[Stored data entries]
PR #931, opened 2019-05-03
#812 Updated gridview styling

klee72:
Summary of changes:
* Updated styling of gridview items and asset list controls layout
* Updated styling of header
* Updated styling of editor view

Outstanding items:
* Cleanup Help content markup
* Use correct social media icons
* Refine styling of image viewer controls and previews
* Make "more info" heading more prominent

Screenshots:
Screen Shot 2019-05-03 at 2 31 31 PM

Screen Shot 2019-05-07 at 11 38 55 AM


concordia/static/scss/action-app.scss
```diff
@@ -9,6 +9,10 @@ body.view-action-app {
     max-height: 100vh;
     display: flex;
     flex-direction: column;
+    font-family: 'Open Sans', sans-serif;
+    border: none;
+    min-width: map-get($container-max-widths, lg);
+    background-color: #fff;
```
* * *
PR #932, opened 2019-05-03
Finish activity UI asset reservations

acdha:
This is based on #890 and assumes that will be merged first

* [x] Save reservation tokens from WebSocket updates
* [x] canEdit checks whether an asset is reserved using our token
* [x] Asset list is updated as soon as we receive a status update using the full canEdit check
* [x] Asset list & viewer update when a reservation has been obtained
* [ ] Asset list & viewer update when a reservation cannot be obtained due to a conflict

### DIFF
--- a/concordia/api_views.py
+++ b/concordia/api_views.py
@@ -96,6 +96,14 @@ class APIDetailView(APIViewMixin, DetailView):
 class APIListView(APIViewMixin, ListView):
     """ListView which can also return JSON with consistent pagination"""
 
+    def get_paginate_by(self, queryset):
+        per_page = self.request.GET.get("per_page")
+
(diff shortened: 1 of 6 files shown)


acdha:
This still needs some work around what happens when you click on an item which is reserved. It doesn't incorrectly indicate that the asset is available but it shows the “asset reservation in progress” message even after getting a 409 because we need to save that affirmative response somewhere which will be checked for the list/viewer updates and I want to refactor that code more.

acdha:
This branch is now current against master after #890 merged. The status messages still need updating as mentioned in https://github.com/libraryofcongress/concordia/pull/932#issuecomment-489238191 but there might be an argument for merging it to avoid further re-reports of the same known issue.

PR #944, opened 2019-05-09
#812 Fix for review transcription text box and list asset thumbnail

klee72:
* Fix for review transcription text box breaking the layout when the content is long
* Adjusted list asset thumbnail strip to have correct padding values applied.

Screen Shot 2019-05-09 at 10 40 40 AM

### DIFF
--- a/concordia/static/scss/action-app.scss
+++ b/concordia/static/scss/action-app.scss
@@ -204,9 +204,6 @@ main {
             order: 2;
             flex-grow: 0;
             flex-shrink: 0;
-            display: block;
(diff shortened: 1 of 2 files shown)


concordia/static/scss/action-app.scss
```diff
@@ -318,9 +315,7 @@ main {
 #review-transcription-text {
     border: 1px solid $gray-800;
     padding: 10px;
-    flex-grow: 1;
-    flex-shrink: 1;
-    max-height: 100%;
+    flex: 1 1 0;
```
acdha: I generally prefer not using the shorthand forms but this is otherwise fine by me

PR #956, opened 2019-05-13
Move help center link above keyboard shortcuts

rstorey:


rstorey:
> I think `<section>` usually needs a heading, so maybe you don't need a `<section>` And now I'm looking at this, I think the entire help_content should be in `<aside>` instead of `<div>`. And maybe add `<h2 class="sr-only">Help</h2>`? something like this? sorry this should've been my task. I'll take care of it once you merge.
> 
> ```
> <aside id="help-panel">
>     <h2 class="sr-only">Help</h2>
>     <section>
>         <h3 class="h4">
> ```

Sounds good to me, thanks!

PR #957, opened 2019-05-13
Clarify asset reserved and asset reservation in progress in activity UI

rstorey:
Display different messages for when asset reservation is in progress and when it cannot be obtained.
---
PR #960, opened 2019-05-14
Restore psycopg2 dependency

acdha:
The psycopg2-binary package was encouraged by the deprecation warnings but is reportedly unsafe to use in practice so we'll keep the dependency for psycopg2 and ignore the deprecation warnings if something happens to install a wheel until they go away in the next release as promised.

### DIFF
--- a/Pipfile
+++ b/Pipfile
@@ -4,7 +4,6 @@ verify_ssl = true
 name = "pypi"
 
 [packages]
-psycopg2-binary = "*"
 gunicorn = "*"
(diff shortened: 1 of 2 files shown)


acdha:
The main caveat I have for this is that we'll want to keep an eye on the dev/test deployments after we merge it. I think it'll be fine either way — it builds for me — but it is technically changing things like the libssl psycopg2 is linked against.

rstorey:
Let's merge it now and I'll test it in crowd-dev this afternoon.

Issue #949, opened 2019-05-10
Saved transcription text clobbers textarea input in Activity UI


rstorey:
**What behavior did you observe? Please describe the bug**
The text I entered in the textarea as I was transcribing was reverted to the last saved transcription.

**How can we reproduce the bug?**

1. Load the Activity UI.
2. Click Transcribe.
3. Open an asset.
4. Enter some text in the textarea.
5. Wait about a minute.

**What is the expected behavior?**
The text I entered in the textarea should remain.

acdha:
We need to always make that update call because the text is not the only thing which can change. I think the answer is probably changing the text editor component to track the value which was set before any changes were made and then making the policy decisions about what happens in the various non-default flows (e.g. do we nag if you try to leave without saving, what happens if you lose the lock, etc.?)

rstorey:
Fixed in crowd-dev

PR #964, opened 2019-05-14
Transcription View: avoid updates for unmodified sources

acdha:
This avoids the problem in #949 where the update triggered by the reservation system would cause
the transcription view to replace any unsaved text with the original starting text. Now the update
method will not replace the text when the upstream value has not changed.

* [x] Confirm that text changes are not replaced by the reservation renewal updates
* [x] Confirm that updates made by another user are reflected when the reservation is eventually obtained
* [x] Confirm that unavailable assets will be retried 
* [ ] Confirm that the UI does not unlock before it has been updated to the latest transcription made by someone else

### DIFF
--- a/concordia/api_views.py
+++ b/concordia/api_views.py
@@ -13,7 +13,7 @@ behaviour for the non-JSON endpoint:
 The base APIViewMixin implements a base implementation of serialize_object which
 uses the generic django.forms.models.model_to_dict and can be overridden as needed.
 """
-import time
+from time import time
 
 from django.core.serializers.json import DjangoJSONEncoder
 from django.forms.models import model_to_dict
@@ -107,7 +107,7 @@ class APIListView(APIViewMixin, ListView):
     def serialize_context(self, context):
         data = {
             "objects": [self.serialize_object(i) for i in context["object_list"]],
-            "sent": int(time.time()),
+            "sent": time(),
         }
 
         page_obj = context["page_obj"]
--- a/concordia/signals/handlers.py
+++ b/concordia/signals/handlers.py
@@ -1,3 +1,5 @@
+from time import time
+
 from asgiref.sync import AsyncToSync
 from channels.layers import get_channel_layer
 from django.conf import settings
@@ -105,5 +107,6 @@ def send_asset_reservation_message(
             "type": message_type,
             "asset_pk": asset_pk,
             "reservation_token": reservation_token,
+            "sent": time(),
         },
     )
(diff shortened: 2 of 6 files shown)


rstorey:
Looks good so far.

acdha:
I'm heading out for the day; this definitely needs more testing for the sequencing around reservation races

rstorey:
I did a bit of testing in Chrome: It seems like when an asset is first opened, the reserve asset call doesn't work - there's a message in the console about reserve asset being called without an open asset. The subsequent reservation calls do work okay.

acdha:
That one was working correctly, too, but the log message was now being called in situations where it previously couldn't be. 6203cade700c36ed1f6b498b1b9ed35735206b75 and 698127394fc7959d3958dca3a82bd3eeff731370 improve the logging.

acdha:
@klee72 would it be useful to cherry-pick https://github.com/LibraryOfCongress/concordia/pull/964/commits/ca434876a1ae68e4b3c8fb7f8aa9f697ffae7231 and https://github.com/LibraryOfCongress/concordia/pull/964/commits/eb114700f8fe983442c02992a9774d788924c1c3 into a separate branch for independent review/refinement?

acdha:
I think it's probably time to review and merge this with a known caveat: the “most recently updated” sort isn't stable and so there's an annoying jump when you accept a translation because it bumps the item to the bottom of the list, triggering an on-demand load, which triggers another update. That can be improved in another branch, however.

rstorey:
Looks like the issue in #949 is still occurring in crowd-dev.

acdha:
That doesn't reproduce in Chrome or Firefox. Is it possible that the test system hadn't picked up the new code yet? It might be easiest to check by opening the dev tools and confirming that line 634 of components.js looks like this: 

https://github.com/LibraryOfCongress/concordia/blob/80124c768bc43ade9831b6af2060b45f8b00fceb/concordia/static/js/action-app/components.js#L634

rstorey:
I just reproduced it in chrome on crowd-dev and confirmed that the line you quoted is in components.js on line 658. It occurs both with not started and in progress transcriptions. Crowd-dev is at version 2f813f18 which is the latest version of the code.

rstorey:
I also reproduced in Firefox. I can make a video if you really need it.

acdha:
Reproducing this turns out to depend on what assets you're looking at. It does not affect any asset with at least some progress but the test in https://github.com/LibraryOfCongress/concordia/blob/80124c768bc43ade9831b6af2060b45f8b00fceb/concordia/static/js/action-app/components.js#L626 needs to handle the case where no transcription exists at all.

- _WORK INSTRUCTION_
Wherever the word "Firefox" turns up in the records, copy out the line it is on.

- _WRITTEN REPLY_
That doesn't reproduce in Chrome or Firefox. Is it possible that the test system hadn't picked up the new code yet? It might be easiest to check by opening the dev tools and confirming that line 634 of components.js looks like this: 
I also reproduced in Firefox. I can make a video if you really need it.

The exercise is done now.